## TASK PROMPT:
Scan the material below and copy every line holding the word "fails".

## SUPPLIED RECORDS:
___

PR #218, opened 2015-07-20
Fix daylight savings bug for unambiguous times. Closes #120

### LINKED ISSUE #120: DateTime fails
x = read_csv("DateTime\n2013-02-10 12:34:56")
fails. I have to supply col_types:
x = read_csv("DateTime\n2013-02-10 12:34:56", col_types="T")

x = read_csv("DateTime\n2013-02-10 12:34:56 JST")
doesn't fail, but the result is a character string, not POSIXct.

___

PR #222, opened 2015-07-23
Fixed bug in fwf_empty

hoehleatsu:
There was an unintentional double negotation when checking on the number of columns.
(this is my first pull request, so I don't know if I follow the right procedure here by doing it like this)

___

## FINISHED EXERCISE:
### LINKED ISSUE #120: DateTime fails
fails. I have to supply col_types:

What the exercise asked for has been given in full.